The year 1982 began with personal tragedy when Dylan's close and longtime friend, Howard Alk, who most recently had contributed Shot of Loves informal back cover photo of Dylan admiring a rose, was found dead at Rundown Studios on New Year's Day. The coroner concluded he died of a heroin overdose. As Heylin reports, "recent months had seen the deaths of guitarist Michael Bloomfield and fellow Christian musician Keith Green", all of whom worked with Dylan, but Alk's death marked the end of an era. Dylan would soon dissolve his standing band, and he would not tour again until 1984. Sometime after June 1982, Dylan closed down Rundown Studios.

Shot of Love was the last album issued under a contract signed with CBS in 1978, but despite the decline in his commercial standing, Dylan was re-signed to another contract (a five-year, five-album deal) in July 1982.

Much of 1982 was relatively quiet in terms of musical activity.

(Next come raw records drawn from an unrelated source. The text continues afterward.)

PR #745, opened 2019-11-26
GG-23862 Sorted configuration properties. Fixed showing of not configured object.

vsisko:


modules/web-console/e2e/testcafe/page-models/pageSignin.js
```diff
@@ -24,6 +25,7 @@ export const pageSignin = {
     selector: Selector('page-signin'),
     async login(email, password) {
         return await t
+            .expect(activeLoadingOverlay.exists).notOk()
```
Klaster1: How is this related to the task?

vsisko: In time of test development I notice that opening of Sign In page is longer than waiting time for input field.

PR #746, opened 2019-11-26
GG-25962  Fix issues related to client cache stop and SQL metadata retrieval

tledkov-gridgain:


modules/indexing/src/main/java/org/apache/ignite/internal/processors/query/h2/IgniteH2Indexing.java
```diff
@@ -1788,6 +1788,15 @@ public UpdateResult executeUpdateOnDataNode(
         return null;
     }
 
+    /** {@inheritDoc} */
+    @Override public void clearCacheInfo(String cacheName) {
+        GridCacheContextInfo cacheInfo = registeredCacheInfo(cacheName);
```
ygerzhedovich: may be need to add assertion here to check cacheInfo is not null

PR #1461, opened 2020-09-29
GG-28222 CPP Thin: Use random address order

isapego:


modules/platforms/cpp/network/os/win/src/network/tcp_socket_client.cpp
```diff
@@ -28,6 +30,23 @@ namespace ignite
...
+        {
+            std::vector<addrinfo*> res;
+
+            for (addrinfo *it = addrsIn; it != NULL; it = it->ai_next)
+                res.push_back(it);
+
+            std::random_shuffle(res.begin(), res.end());
+
+            return res;
+        }
```
ptupitsyn, line 48: This looks exactly like the code above for Linux, can we deduplicate?

ptupitsyn (approved):
Looks good to me in general, please see one comment.

modules/platforms/cpp/network/os/win/src/network/tcp_socket_client.cpp
isapego: Well in theory, we can, using templates. The hard part here is that despite of the same name `addrinfo`s in Windows and Linux are two different classes, so we can not just make a simple function. I'll think if I can improve this part without over-complicating the code though.

isapego: Fixed. Check out new version.

ptupitsyn: Looks good, thanks!

PR #1468, opened 2020-10-01
GG-30952 Java thin: Fix ClientSizeCacheCreationDestructionTest expected exception type

ptupitsyn:


isapego (commented):
Changing exception type seems like change in visible behavior for user.

ptupitsyn:
@isapego you are right, but `ClientServerError` is internal and should not be thrown to the user. This behavior was changed in #1448 to be consistent across sync and async APIs.

PR #1469, opened 2020-10-01
GG-29771Extend information for IgniteDataIntegrityViolationException that can be thrown while reading WAL in FileInput.Crc32CheckingFileInput#close

vmalin:


modules/core/src/test/java/org/apache/ignite/internal/processors/cache/persistence/wal/WalCorruptionTest.java
```diff
@@ -0,0 +1,215 @@
...
+                IgniteDataIntegrityViolationException ex = cause(e, IgniteDataIntegrityViolationException.class);
+
+                if (ex != null) {
+                    assertTrue(ex.getMessage().matches("val: [-0-9]{1,11}, writtenCrc: [-0-9]{1,11}, " +
+                        "crcStartPos: " + secondRecordPos +
+                        ", crcEndPos: " + (secondRecordPos + REC_TYPE_SIZE + walPtrSerializedSize + INIT_NEW_PAGE_RECORD_PLAIN_SIZE)));
+
+                    return;
+                }
+                else {
```
vmalin, line 140: Looks like braces are redundant here

modules/core/src/test/java/org/apache/ignite/internal/processors/cache/persistence/wal/WalCorruptionTest.java
```diff
@@ -0,0 +1,215 @@
...
+
+        /** {@inheritDoc} */
+        @Override protected IgniteCheckedException handleRecordException(
+            @NotNull Exception e,
+            @Nullable FileWALPointer ptr
+        ) {
+            return e instanceof IgniteCheckedException ? (IgniteCheckedException)e : null;
+        }
+    }
+}
```
vmalin, line 215: I don't know if our code style obliges every file to have newline in the end but all others do. I think it should be added

modules/core/src/main/java/org/apache/ignite/internal/processors/cache/persistence/wal/io/FileInput.java
```diff
@@ -102,7 +111,7 @@ public Crc32CheckingFileInput(FileInput delegate, boolean skipCheck) {
                 ensure(5);
 
                 throw new IgniteDataIntegrityViolationException(
-                    "val: " + val + " writtenCrc: " + writtenCrc
+                    "val: " + val + ", writtenCrc: " + writtenCrc + ", crcStartPos: " + calcStartPos + ", crcEndPos: " + calcEndPos
```
vmalin, line 114: In the ticket description three values were mentioned: WAL record size, CRC start offset, CRC end offset. But only two were added. Is this planned?

denis-chudov: It's not that simple right here, because abstraction level is lower than where WAL records are. The point is to see the range on which CRC is calculated - crcStartPos and crcStartPos should let us know.

PR #1482, opened 2020-10-07
GG-28316: Partial LEFT JOIN support from REPLICATED to PARTITIONED

slukyano:


modules/indexing/src/main/java/org/apache/ignite/internal/processors/query/h2/sql/SplitterUtils.java
```diff
@@ -164,6 +164,35 @@ public static boolean hasLeftJoin(GridSqlAst from) {
...
+    /**
+     * Checks whether the expression has an OUTER JOIN from replicated to partitioned.
+     *
+     * This is used to infer the `treatReplicatedAsPartitioned` flag
+     * to eventually pass it to {@link org.apache.ignite.spi.indexing.IndexingQueryFilterImpl}.
+     *
+     * @param from FROM expression.
+     * @return {@code true} if the expression has an OUTER JOIN from replicated to partitioned.
+     */
+    public static boolean hasOuterJoinReplicatedPartitioned(GridSqlAst from) {
```
korlov42, line 176: looks like this is not used anywhere

korlov42: or it just problem with my IDEA...

korlov42 (approved):

PR #1485, opened 2020-10-08
GG-29269 fix incorrect cache.size() with ttl enabled

alievmirza:


modules/core/src/main/java/org/apache/ignite/internal/processors/cache/IgniteCacheOffheapManagerImpl.java
```diff
@@ -2558,10 +2558,19 @@ private int cleanup0(GridCacheContext cctx, @Nullable List<MvccLinkAwareSearchRo
...
-            if (oldRow == null)
-                incrementSize(cctx.cacheId());
+            finishUpdate(cctx, newRow, oldRow, false);
+        }
 
-            KeyCacheObject key = newRow.key();
+        /**
+         * @param cctx Cache context.
+         * @param newRow New row.
+         * @param oldRow Old row if available.
```
AMashenkov, line 2567:
```suggestion
         * @param oldRow Old row if available.
         * @param oldRowExpired Old row expiration flag
```

modules/core/src/main/java/org/apache/ignite/internal/processors/cache/IgniteCacheOffheapManagerImpl.java
```diff
@@ -3102,6 +3111,10 @@ public void restoreState(long size, long updCntr, @Nullable Map<Integer, Long> c
                 return oldRow;
             }
 
+            @Override public boolean oldRowExpiredFlag() {
```
AMashenkov, line 3114:
```suggestion
            /**
            * Flag that indicates if oldRow was expired during invoke.
            * @return {@code true} if old row was expired, {@code false} otherwise.
            */
            @Override public boolean oldRowExpiredFlag() {
```

modules/core/src/main/java/org/apache/ignite/internal/processors/cache/IgniteCacheOffheapManager.java
```diff
@@ -578,6 +578,11 @@ public long cacheEntriesCount(int cacheId, boolean primary, boolean backup, Affi
          * @return Old row.
          */
         @Nullable public CacheDataRow oldRow();
+
+        /**
+         * Flag that indicates if oldRow was expired during invoke
+         */
```
AMashenkov, line 584:
```suggestion
         * Flag that indicates if oldRow was expired during invoke.
         * @return {@code true} if old row was expired, {@code false} otherwise.
         */
```

modules/indexing/src/test/java/org/apache/ignite/internal/processors/cache/ttl/CacheSizeTtlTest.java
```diff
@@ -0,0 +1,132 @@
...
+ */
+public class CacheSizeTtlTest extends GridCommonAbstractTest {
+    /** Cache name. */
+    private static final String CACHE_NAME = "TestCache";
+
+    /** Entry expiry duration. */
+    private static final Duration ENTRY_EXPIRY_DURATION = new Duration(SECONDS, 1);
+
+    /** Wait condition duration. */
+    private static final long WAIT_COND_DURATION = 60_000L;
```
AMashenkov, line 53: Let's use getTestTimeout() instead.

AMashenkov (changes requested):

AMashenkov (approved):

PR #1496, opened 2020-10-13
GG-31113 [IGNITE-10837] Add ips of baseline nodes to control.sh --baseline

kgusakov:


modules/control-utility/src/main/java/org/apache/ignite/internal/commandline/AbstractCommand.java
```diff
@@ -0,0 +1,34 @@
+/*
+ * Copyright 2019 GridGain Systems, Inc. and Contributors.
```
sk0x50, line 2: 2020

kgusakov:
Merged

PR #1514, opened 2020-10-23
GG-30867 Hide redundant Spring logs to the lower(DEBUG) level.

nva:


ingvard (approved):

dmekhanikov (changes requested):
Please try assembling GridGain with the fix and run it. The log messages are still there.

dmekhanikov:
It seems that it only works when JUL is configured. When you change it to Log4j2 for example, the messages are back again. They don't go away even if you apply the same configuration change in the Log4j2 config.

An album of duets was recorded with one of his background singers Clydie King at Gold Star Studios, but it would remain unreleased. At the time Dylan explained, "it doesn't fall into any category that [CBS] knows how to deal with."

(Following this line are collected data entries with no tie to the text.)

PR #1515, opened 2020-10-26
GG-31171: Fix ODBC Date metadata

isapego:


modules/core/src/main/java/org/apache/ignite/internal/processors/odbc/odbc/OdbcColumnMeta.java
```diff
@@ -137,6 +138,18 @@ public void write(BinaryRawWriter writer) {
         }
     }
 
+    /**
+     * Get ODBC type ID for the type.
+     * @param dataType Data type class.
+     * @return Type ID.
+     */
+    private static byte getTypeId(Class<?> dataType) {
+        if (dataType.equals(java.sql.Date.class))
```
ptupitsyn, line 147: Can we move this check to `BinaryUtils.typeByClass`? It does not seem to be ODBC-specific.

ptupitsyn (changes requested):

modules/core/src/main/java/org/apache/ignite/internal/processors/odbc/odbc/OdbcColumnMeta.java
isapego: I'm not sure about that, this change can affect a lot of code and break a lot of things. Maybe we need an opinion of someone from core here. @agoncharuk, what do you think?

ptupitsyn (approved):

PR #1519, opened 2020-10-28
GG-31021 Fixed uninformative message in console about using deprecated active()

aries-3:


modules/core/src/main/java/org/apache/ignite/internal/IgniteKernal.java
```diff
@@ -2142,9 +2142,9 @@ private void ackStart(RuntimeMXBean rtBean) {
             log.info(str);
         }
 
-        if (!ctx.state().clusterState().active()) {
-            U.quietAndInfo(log, ">>> Ignite cluster is not active (limited functionality available). " +
-                "Use control.(sh|bat) script or IgniteCluster interface to activate.");
+        if (!ClusterState.active(ctx.state().clusterState().state())) {
+            U.quietAndInfo(log, ">>> Ignite cluster is in INACTIVE state (limited functionality available). " +
```
sanpwc, line 2146: Let's use `ClusterState.INACTIVE` here instead of hardcoded enum instance name.

modules/core/src/main/java/org/apache/ignite/internal/IgniteKernal.java
```diff
@@ -2142,9 +2142,9 @@ private void ackStart(RuntimeMXBean rtBean) {
...
+                "Use control.(sh|bat) script or IgniteCluster.state(ClusterState.ACTIVE) to change the state.");
```
sanpwc, line 2147: There's also ACTIVE_READ_ONLY state. Don't you think that we should also mention it here?

PR #1520, opened 2020-10-28
GG-29756 Add REST tests for the new cluster state change API, additional --force param for ChangeState

vldpyatkov:


modules/core/src/main/java/org/apache/ignite/internal/client/GridClientClusterState.java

However, the stage was set for his next album. Unlike his work on Shot of Love, his next batch of songs would not be auditioned on stage. As Dylan completed his new songs in private, much time would be spent in Minneapolis catching up with his eldest, 16-year-old son, Jesse; this involved frequenting performances of new wave and punk acts like The Clash, Elvis Costello, Squeeze, and X.

Professional ratings
Review scores
| Source | Rating |
| AllMusic | Star |
| Christgau's Record Guide | B− |
| The Encyclopedia of Popular Music | Star |
| Entertainment Weekly | B− |
| Q | Star |
| Rolling Stone | Star Half star |
| The Rolling Stone Album Guide | Star |
| Tom Hull | B |

==Track listing==

- Note
- "The Groom's Still Waiting at the Altar" was originally the B-side to the single "Heart of Mine" and was included on the cassette release but not the original vinyl album. It was later inserted onto the ten-track compact disc and reissues of the vinyl LP in 1985, and has been present in all subsequent pressings.

Side one
| No. | Title | Length |
|---|---|---|
| 1. | "Shot of Love" | 4:18 |
| 2. | "Heart of Mine" | 4:29 |
| 3. | "Property of Jesus" | 4:33 |
| 4. | "Lenny Bruce" | 4:32 |
| 5. | "Watered-Down Love" | 4:10 |
| Total length: |  | 22:02 |

Side two
| No. | Title | Length |
|---|---|---|
| 1. | "The Groom's Still Waiting at the Altar" | 4:04 |
| 2. | "Dead Man, Dead Man" | 4:03 |
| 3. | "In the Summertime" | 3:36 |
| 4. | "Trouble" | 4:32 |
| 5. | "Every Grain of Sand" | 6:12 |
| Total length: |  | 22:27 |

== Personnel ==

- Bob Dylan – guitar, harmonica, percussion, piano, keyboards, vocals, producer
- Carolyn Dennis – background vocals
- Steve Douglas – saxophone
- Tim Drummond, Donald Dunn – bass guitar
- Jim Keltner – drums
- Ringo Starr – drums on "Heart of Mine"
- Clydie King – background vocals
- Danny Kortchmar – electric guitar
- Regina McCrory – background vocals
- Carl Pickhardt – piano
- Madelyn Quebec – background vocals
- Steve Ripley, Fred Tackett – guitar
- Ronnie Wood – guitar on "Heart of Mine"
- William "Smitty" Smith – Hammond organ
- Benmont Tench – keyboards
- Monalisa Young – background vocals

Production
- Vic Anesini – compact disc mastering
- Dana Bisbee – assistant engineer
- Bumps Blackwell – producer
- Ken Perry – original LP mastering
- Chuck Plotkin – producer
- Toby Scott – engineer

==Certifications==

| Region | Certification | Certified units/sales |
| Australia (ARIA) | Gold | 35,000^{^} |
| Spain (Promusicae) | Gold | 50,000^{^} |
| United Kingdom (BPI) | Silver | 60,000^{^} |
^{^} Shipments figures based on certification alone.